Your goal: Copy out each line of the material below that holds the string "laser".

** Stored data follows **

PR #5422, opened 2025-08-08
fix picmi laser centroid to laser init calculation

PrometheusPi:
The current implementation of the Gauss laser used a "cheat" `max()`-evaluation that resulted in a fallback to a `PULSE_INIT` of 15 in most cases and `PULSE_INIT` could never be set lower than 15.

** End of Stored data **

Your solution:
fix picmi laser centroid to laser init calculation
The current implementation of the Gauss laser used a "cheat" `max()`-evaluation that resulted in a fallback to a `PULSE_INIT` of 15 in most cases and `PULSE_INIT` could never be set lower than 15.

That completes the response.